# Assigned task:
Repeat the listing below word for word, leaving nothing out.

# Information supplied:
===

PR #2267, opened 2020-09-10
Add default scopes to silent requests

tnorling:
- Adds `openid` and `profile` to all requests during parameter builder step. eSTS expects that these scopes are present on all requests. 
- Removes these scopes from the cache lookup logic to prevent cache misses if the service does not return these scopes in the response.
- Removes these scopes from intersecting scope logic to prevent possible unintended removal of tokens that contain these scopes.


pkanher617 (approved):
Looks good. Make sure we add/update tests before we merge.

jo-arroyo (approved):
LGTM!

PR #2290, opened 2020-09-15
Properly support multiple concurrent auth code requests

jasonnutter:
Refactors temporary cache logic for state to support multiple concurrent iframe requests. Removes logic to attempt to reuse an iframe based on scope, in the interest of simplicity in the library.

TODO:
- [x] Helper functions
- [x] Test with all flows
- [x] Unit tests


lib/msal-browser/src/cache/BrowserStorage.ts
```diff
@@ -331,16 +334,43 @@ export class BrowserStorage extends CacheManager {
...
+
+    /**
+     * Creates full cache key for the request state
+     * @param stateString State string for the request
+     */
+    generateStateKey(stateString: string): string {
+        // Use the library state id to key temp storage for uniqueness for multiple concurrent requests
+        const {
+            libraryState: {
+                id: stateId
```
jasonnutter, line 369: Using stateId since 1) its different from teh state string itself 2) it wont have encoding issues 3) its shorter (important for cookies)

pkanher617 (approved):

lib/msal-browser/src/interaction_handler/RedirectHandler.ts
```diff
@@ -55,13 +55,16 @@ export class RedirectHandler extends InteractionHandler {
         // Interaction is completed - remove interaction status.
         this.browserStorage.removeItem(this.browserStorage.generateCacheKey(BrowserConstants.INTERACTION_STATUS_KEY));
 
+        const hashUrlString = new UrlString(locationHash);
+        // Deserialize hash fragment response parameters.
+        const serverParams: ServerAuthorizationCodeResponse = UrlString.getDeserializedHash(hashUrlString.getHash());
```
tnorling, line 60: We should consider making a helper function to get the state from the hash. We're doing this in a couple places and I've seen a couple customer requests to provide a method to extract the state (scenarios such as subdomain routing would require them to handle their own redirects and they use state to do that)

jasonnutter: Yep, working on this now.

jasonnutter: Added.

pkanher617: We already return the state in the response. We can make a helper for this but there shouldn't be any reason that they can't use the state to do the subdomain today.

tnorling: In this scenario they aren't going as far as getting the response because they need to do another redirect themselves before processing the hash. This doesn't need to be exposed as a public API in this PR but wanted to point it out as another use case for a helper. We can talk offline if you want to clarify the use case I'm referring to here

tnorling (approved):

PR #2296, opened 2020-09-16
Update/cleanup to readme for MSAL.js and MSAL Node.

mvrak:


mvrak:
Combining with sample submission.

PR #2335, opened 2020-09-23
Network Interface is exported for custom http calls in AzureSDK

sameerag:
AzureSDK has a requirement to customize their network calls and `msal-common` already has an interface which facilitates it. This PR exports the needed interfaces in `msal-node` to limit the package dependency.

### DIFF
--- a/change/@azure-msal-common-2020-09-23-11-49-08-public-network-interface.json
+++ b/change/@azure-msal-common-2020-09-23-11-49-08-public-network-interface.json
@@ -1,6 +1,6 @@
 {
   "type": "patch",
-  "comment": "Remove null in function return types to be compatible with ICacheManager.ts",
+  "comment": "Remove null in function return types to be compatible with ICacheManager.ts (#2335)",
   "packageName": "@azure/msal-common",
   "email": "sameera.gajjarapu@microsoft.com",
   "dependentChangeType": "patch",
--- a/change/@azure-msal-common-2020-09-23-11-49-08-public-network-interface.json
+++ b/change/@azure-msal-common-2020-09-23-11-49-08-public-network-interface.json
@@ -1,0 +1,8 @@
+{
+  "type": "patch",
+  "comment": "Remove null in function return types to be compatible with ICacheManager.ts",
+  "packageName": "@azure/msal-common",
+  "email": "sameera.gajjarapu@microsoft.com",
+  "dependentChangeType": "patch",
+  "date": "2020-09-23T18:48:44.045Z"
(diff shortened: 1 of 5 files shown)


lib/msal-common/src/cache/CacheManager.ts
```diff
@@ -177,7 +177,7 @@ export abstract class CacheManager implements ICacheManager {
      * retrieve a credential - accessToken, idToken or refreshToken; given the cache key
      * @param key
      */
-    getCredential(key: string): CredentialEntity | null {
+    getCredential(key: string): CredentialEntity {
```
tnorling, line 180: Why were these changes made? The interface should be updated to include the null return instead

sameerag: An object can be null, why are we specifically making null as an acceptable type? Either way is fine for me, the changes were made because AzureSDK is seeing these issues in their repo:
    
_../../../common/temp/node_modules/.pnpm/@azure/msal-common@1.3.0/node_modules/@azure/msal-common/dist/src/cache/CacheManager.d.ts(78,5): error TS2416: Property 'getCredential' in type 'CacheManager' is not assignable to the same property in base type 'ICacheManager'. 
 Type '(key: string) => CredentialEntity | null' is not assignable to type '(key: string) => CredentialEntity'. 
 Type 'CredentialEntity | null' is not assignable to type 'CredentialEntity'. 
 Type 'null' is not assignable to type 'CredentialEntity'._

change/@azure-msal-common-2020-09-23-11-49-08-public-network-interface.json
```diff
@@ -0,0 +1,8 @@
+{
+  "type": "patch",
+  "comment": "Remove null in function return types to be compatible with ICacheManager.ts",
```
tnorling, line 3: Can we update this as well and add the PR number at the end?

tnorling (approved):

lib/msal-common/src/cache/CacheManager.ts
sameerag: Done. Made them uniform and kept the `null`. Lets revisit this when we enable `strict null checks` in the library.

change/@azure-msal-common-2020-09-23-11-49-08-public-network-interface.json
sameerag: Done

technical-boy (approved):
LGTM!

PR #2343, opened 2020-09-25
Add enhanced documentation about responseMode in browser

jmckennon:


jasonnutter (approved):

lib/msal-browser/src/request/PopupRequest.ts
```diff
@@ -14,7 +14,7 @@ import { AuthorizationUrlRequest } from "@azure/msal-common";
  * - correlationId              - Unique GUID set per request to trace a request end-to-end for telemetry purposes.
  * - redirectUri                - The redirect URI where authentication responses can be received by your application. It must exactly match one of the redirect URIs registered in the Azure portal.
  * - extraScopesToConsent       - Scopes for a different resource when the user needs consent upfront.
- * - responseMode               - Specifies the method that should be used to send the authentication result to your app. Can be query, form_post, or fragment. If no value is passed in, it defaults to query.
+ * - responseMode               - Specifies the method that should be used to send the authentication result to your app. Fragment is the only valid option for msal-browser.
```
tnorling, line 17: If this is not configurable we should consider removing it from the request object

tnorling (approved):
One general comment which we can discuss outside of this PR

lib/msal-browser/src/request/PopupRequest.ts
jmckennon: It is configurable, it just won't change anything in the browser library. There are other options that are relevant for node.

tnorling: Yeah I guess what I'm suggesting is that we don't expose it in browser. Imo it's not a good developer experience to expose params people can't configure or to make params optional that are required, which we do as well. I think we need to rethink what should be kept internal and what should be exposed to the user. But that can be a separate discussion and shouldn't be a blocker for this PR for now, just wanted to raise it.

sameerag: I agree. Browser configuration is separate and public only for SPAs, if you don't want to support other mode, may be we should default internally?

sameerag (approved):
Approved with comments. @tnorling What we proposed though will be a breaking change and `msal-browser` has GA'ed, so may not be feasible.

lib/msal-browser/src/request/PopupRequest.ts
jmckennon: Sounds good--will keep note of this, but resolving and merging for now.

===

# Answer area:
PR #2267, opened 2020-09-10
Add default scopes to silent requests

tnorling:
- Adds `openid` and `profile` to all requests during parameter builder step. eSTS expects that these scopes are present on all requests. 
- Removes these scopes from the cache lookup logic to prevent cache misses if the service does not return these scopes in the response.
- Removes these scopes from intersecting scope logic to prevent possible unintended removal of tokens that contain these scopes.


pkanher617 (approved):
Looks good. Make sure we add/update tests before we merge.

jo-arroyo (approved):
LGTM!

PR #2290, opened 2020-09-15
Properly support multiple concurrent auth code requests

jasonnutter:
Refactors temporary cache logic for state to support multiple concurrent iframe requests. Removes logic to attempt to reuse an iframe based on scope, in the interest of simplicity in the library.

TODO:
- [x] Helper functions
- [x] Test with all flows
- [x] Unit tests


lib/msal-browser/src/cache/BrowserStorage.ts
```diff
@@ -331,16 +334,43 @@ export class BrowserStorage extends CacheManager {
...
+
+    /**
+     * Creates full cache key for the request state
+     * @param stateString State string for the request
+     */
+    generateStateKey(stateString: string): string {
+        // Use the library state id to key temp storage for uniqueness for multiple concurrent requests
+        const {
+            libraryState: {
+                id: stateId
```
jasonnutter, line 369: Using stateId since 1) its different from teh state string itself 2) it wont have encoding issues 3) its shorter (important for cookies)

pkanher617 (approved):

lib/msal-browser/src/interaction_handler/RedirectHandler.ts
```diff
@@ -55,13 +55,16 @@ export class RedirectHandler extends InteractionHandler {
         // Interaction is completed - remove interaction status.
         this.browserStorage.removeItem(this.browserStorage.generateCacheKey(BrowserConstants.INTERACTION_STATUS_KEY));
 
+        const hashUrlString = new UrlString(locationHash);
+        // Deserialize hash fragment response parameters.
+        const serverParams: ServerAuthorizationCodeResponse = UrlString.getDeserializedHash(hashUrlString.getHash());
```
tnorling, line 60: We should consider making a helper function to get the state from the hash. We're doing this in a couple places and I've seen a couple customer requests to provide a method to extract the state (scenarios such as subdomain routing would require them to handle their own redirects and they use state to do that)

jasonnutter: Yep, working on this now.

jasonnutter: Added.

pkanher617: We already return the state in the response. We can make a helper for this but there shouldn't be any reason that they can't use the state to do the subdomain today.

tnorling: In this scenario they aren't going as far as getting the response because they need to do another redirect themselves before processing the hash. This doesn't need to be exposed as a public API in this PR but wanted to point it out as another use case for a helper. We can talk offline if you want to clarify the use case I'm referring to here

tnorling (approved):

PR #2296, opened 2020-09-16
Update/cleanup to readme for MSAL.js and MSAL Node.

mvrak:


mvrak:
Combining with sample submission.

PR #2335, opened 2020-09-23
Network Interface is exported for custom http calls in AzureSDK

sameerag:
AzureSDK has a requirement to customize their network calls and `msal-common` already has an interface which facilitates it. This PR exports the needed interfaces in `msal-node` to limit the package dependency.

### DIFF
--- a/change/@azure-msal-common-2020-09-23-11-49-08-public-network-interface.json
+++ b/change/@azure-msal-common-2020-09-23-11-49-08-public-network-interface.json
@@ -1,6 +1,6 @@
 {
   "type": "patch",
-  "comment": "Remove null in function return types to be compatible with ICacheManager.ts",
+  "comment": "Remove null in function return types to be compatible with ICacheManager.ts (#2335)",
   "packageName": "@azure/msal-common",
   "email": "sameera.gajjarapu@microsoft.com",
   "dependentChangeType": "patch",
--- a/change/@azure-msal-common-2020-09-23-11-49-08-public-network-interface.json
+++ b/change/@azure-msal-common-2020-09-23-11-49-08-public-network-interface.json
@@ -1,0 +1,8 @@
+{
+  "type": "patch",
+  "comment": "Remove null in function return types to be compatible with ICacheManager.ts",
+  "packageName": "@azure/msal-common",
+  "email": "sameera.gajjarapu@microsoft.com",
+  "dependentChangeType": "patch",
+  "date": "2020-09-23T18:48:44.045Z"
(diff shortened: 1 of 5 files shown)


lib/msal-common/src/cache/CacheManager.ts
```diff
@@ -177,7 +177,7 @@ export abstract class CacheManager implements ICacheManager {
      * retrieve a credential - accessToken, idToken or refreshToken; given the cache key
      * @param key
      */
-    getCredential(key: string): CredentialEntity | null {
+    getCredential(key: string): CredentialEntity {
```
tnorling, line 180: Why were these changes made? The interface should be updated to include the null return instead

sameerag: An object can be null, why are we specifically making null as an acceptable type? Either way is fine for me, the changes were made because AzureSDK is seeing these issues in their repo:
    
_../../../common/temp/node_modules/.pnpm/@azure/msal-common@1.3.0/node_modules/@azure/msal-common/dist/src/cache/CacheManager.d.ts(78,5): error TS2416: Property 'getCredential' in type 'CacheManager' is not assignable to the same property in base type 'ICacheManager'. 
 Type '(key: string) => CredentialEntity | null' is not assignable to type '(key: string) => CredentialEntity'. 
 Type 'CredentialEntity | null' is not assignable to type 'CredentialEntity'. 
 Type 'null' is not assignable to type 'CredentialEntity'._

change/@azure-msal-common-2020-09-23-11-49-08-public-network-interface.json
```diff
@@ -0,0 +1,8 @@
+{
+  "type": "patch",
+  "comment": "Remove null in function return types to be compatible with ICacheManager.ts",
```
tnorling, line 3: Can we update this as well and add the PR number at the end?

tnorling (approved):

lib/msal-common/src/cache/CacheManager.ts
sameerag: Done. Made them uniform and kept the `null`. Lets revisit this when we enable `strict null checks` in the library.

change/@azure-msal-common-2020-09-23-11-49-08-public-network-interface.json
sameerag: Done

technical-boy (approved):
LGTM!

PR #2343, opened 2020-09-25
Add enhanced documentation about responseMode in browser

jmckennon:


jasonnutter (approved):

lib/msal-browser/src/request/PopupRequest.ts
```diff
@@ -14,7 +14,7 @@ import { AuthorizationUrlRequest } from "@azure/msal-common";
  * - correlationId              - Unique GUID set per request to trace a request end-to-end for telemetry purposes.
  * - redirectUri                - The redirect URI where authentication responses can be received by your application. It must exactly match one of the redirect URIs registered in the Azure portal.
  * - extraScopesToConsent       - Scopes for a different resource when the user needs consent upfront.
- * - responseMode               - Specifies the method that should be used to send the authentication result to your app. Can be query, form_post, or fragment. If no value is passed in, it defaults to query.
+ * - responseMode               - Specifies the method that should be used to send the authentication result to your app. Fragment is the only valid option for msal-browser.
```
tnorling, line 17: If this is not configurable we should consider removing it from the request object

tnorling (approved):
One general comment which we can discuss outside of this PR

lib/msal-browser/src/request/PopupRequest.ts
jmckennon: It is configurable, it just won't change anything in the browser library. There are other options that are relevant for node.

tnorling: Yeah I guess what I'm suggesting is that we don't expose it in browser. Imo it's not a good developer experience to expose params people can't configure or to make params optional that are required, which we do as well. I think we need to rethink what should be kept internal and what should be exposed to the user. But that can be a separate discussion and shouldn't be a blocker for this PR for now, just wanted to raise it.

sameerag: I agree. Browser configuration is separate and public only for SPAs, if you don't want to support other mode, may be we should default internally?

sameerag (approved):
Approved with comments. @tnorling What we proposed though will be a breaking change and `msal-browser` has GA'ed, so may not be feasible.

lib/msal-browser/src/request/PopupRequest.ts
jmckennon: Sounds good--will keep note of this, but resolving and merging for now.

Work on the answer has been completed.